Organomercurial resistance determinants in Pseudomonas K-62 are present on two plasmids

Pseudomonas strain K-62 was found to contain six plasmids. A mutant derivative cured of the 26-kb plasmid showed a higher sensitivity to mercurials; however, the strain was still able to volatilize them. Loss of the 68-kb plasmid.in addition to the 26-kb plasmid abolished the ability of mercury volatilization in this strain and led to a further decrease in the level of mercurial resistance. These results are the first to demonstrate that the organomercurial resistance of Pseudomonas strain K-62 is plasmid-based, and that both the 26- and 68-kb plasmids are required for full expression of the mercurial resistance. Probes specific for the mer genes merA, merB, and merR strongly hybridized with the 26-kb plasmid, but not with the 68-kb plasmid. Two fragments of the 26-kb plasmid that hybridized with the mer genes were cloned and expressed in Escherichia coli. One recombinant plasmid (pMRA17) inducibly encoded a typical broad-spectrum mercurial resistance, whereas the other recombinant plasmid (pMRB01) constitutively conferred hypersensitivity to phenylmercury in the absence of mercuric reductase activity. The results suggest that the two organomercurial lyases in the cells are transcribed from different operator-promoters.

Effect of aspartame on N-methyl-D-aspartate-sensitive L-[3H]glutamate binding sites in rat brain synaptic membranes.
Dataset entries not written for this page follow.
PR #799, opened 2015-03-02
Fix Projection handling code to handle recursion in metadata properly

Sanne:
This should address the issues raised by various users
- https://hibernate.atlassian.net/browse/HSEARCH-1814
- https://hibernate.atlassian.net/browse/HSEARCH-1786

### DIFF
--- a/engine/src/main/java/org/hibernate/search/query/engine/spi/EntityInfo.java
+++ b/engine/src/main/java/org/hibernate/search/query/engine/spi/EntityInfo.java
@@ -7,7 +7,6 @@
 package org.hibernate.search.query.engine.spi;
 
 import java.io.Serializable;
-import java.util.List;
 
 /**
  * Wrapper class describing the loading of an element.
@@ -23,9 +22,11 @@ public interface EntityInfo {
 
 	Object[] getProjection();
 
-	List<Integer> getIndexesOfThis();
+	Iterable<Integer> getIndexesOfThis();
 
 	boolean isProjectThis();
 
 	void populateWithEntityInstance(Object entity);
+
+	void setIndexesOfThis(int x);
 }
--- a/engine/src/test/java/org/hibernate/search/test/projection/ProjectionConversionTest.java
+++ b/engine/src/test/java/org/hibernate/search/test/projection/ProjectionConversionTest.java
@@ -1,0 +1,241 @@
+/*
+ * Hibernate Search, full-text search for your domain model
+ *
+ * License: GNU Lesser General Public License (LGPL), version 2.1 or later
+ * See the lgpl.txt file in the root directory or <http://www.gnu.org/licenses/lgpl-2.1.html>.
+ */
+package org.hibernate.search.test.projection;
+
+import java.util.Arrays;
+import java.util.List;
+import java.util.Locale;
+
+import org.apache.lucene.document.Document;
+import org.apache.lucene.index.IndexableField;
+import org.apache.lucene.search.Query;
+import org.hibernate.search.annotations.DocumentId;
+import org.hibernate.search.annotations.Field;
+import org.hibernate.search.annotations.FieldBridge;
+import org.hibernate.search.annotations.Indexed;
+import org.hibernate.search.annotations.IndexedEmbedded;
+import org.hibernate.search.annotations.Store;
+import org.hibernate.search.backend.spi.Work;
+import org.hibernate.search.backend.spi.WorkType;
+import org.hibernate.search.bridge.LuceneOptions;
+import org.hibernate.search.bridge.TwoWayFieldBridge;
+import org.hibernate.search.bridge.builtin.LongBridge;
+import org.hibernate.search.engine.ProjectionConstants;
+import org.hibernate.search.engine.integration.impl.ExtendedSearchIntegrator;
+import org.hibernate.search.query.dsl.QueryBuilder;
+import org.hibernate.search.query.engine.spi.EntityInfo;
+import org.hibernate.search.testsupport.TestForIssue;
+import org.hibernate.search.testsupport.concurrency.ConcurrentRunner;
+import org.hibernate.search.testsupport.concurrency.ConcurrentRunner.TaskFactory;
+import org.hibernate.search.testsupport.junit.SearchFactoryHolder;
+import org.hibernate.search.testsupport.setup.TransactionContextForTest;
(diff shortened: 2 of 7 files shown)


engine/src/test/java/org/hibernate/search/test/projection/ProjectionConversionTest.java
```diff
@@ -0,0 +1,241 @@
...
+	}
+
+	@Test
+	public void projectionWithCustomBridge() {
+		projectionTestHelper( "customBridgedKeyword", "lowercase-keyword" );
+	}
+
+	@Test
+	public void projectingEmbeddedIdByPropertyName() {
+		projectionTestHelper( "embedded.id", Long.valueOf( 2l ) ); //FAILS OFTEN
```
hferentschik: FAILS OFTEN!? What is that comment supposed to mean?

engine/src/test/java/org/hibernate/search/test/projection/ProjectionConversionTest.java
```diff
@@ -0,0 +1,241 @@
...
+						}
+					};
+				}
+			}
+		).execute();
+	}
+
+	void projectionTestHelper(String projectionField, Object expectedValue) {
+		ExtendedSearchIntegrator searchFactory = sfHolder.getSearchFactory();
+		QueryBuilder guestQueryBuilder = searchFactory.buildQueryBuilder().forEntity( ExampleEntity.class ).get();
```
hferentschik: 'guestQueryBuilder'!? where is 'guest' coming from?

engine/src/test/java/org/hibernate/search/test/projection/ProjectionConversionTest.java
```diff
@@ -0,0 +1,241 @@
...
+
+	@Test
+	public void projectingOnConflictingMappedIdField() {
+		projectionTestHelper( "second.id", "a string" );
+	}
+
+	@Test
+	public void concurrentMixedProjections() throws Exception {
+		//The point of this test is to "simultaneously" project multiple different types
+		new ConcurrentRunner( 1000, 20,
```
hferentschik: Didn't you say that the metadata is 'stable' per search factory? There is no bootstrapping in the different threads, so what are we actually testing here?

engine/src/test/resources/log4j.properties
```diff
@@ -23,7 +23,7 @@ log4j.logger.org.jboss=info
 #log4j.logger.com.jboss=debug
 
 log4j.logger.org.hibernate=info
-log4j.logger.org.hibernate.search=debug
+log4j.logger.org.hibernate.search=info
```
hferentschik: +1

engine/src/main/java/org/hibernate/search/query/engine/spi/EntityInfo.java
```diff
@@ -23,9 +22,11 @@
 
 	Object[] getProjection();
 
-	List<Integer> getIndexesOfThis();
+	Iterable<Integer> getIndexesOfThis();
```
hferentschik: Why the switch to `Iterable`? After all you are changing an spi and imo an `Iterable` is a bad choice of return type.

emmanuelbernard: Ah yes I forgot it's a SPI. Are you breaking Infinispan?

engine/src/test/java/org/hibernate/search/test/projection/ProjectionConversionTest.java
Sanne: I'll remove it :)
It's a left over from notes on debugging. It was very puzzling to figure out, so I had some notes and some ugly system-outs in various places

thanks, good catch!

engine/src/test/java/org/hibernate/search/test/projection/ProjectionConversionTest.java
Sanne: +1 another left over from various other tests I have been playing with

engine/src/test/java/org/hibernate/search/test/projection/ProjectionConversionTest.java
Sanne: It turns out that concurrency wasn't the issue, but it's good to test for this down the road.
Since it would only fail "occasionally", I suspected we could have an issue with mixing up parallel projection requests

It only takes 0.2 seconds to run (especially after fixing the logger threshold) so I'd rather keep it.

engine/src/main/java/org/hibernate/search/query/engine/spi/EntityInfo.java
Sanne: I'll remove this commit as it's not really part of the solution.

Sanne: But `Iterable` is a great return type if you don't want to expose neither what kind of collection it is, nor mutators ;-)

engine/src/test/java/org/hibernate/search/test/projection/ProjectionConversionTest.java
hferentschik: Ok

engine/src/main/java/org/hibernate/search/query/engine/spi/EntityInfo.java
hferentschik: The only thing you can do is to iterate over it. Not even a simple empty/size check is possible. If you are afraid about mutation, wrapping into a unmodifiable collection is the better option imo.

Sanne: I've already removed the commit, so we're talking about theory here.

In this specific case, we don't need empty/size checks. All we need is the client to iterate over it, so that's good. I understand it depends on the specific situation, I just think that in this specific case we don't need any of that, and even the unmodifiable collection is an unneeded complexity.

Sanne: Also, exposing any form of List wouldn't allow us to have second thoughs on what kind of collection we'd need. In this specific case, I wanted to replace the List with a Set.

Sanne:
merged after applying suggestions.
Removed the proposed changes to EntityInfo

Aspartame (L-aspartyl-L-phenylalanine methyl ester), an artificial low-calorie sweetener, was shown to dose-dependently inhibit L-[3H]glutamate binding to its N-methyl-D-aspartate-specific receptors. L-Aspartic acid, a major endogenous metabolite of aspartame, inhibited the binding more stronger than aspartame, while the other metabolites, L-phenylalanine and methanol, had no effect at the same concentration. Aspartame caused a significant change in the affinities of L-[3H]glutamate binding without altering the Vmax values of the binding, suggesting the inhibition is competitive. These in vitro findings suggested that aspartame may act directly on the N-methyl-D-aspartate-sensitive glutamate recognition sites in the brain synaptic membranes.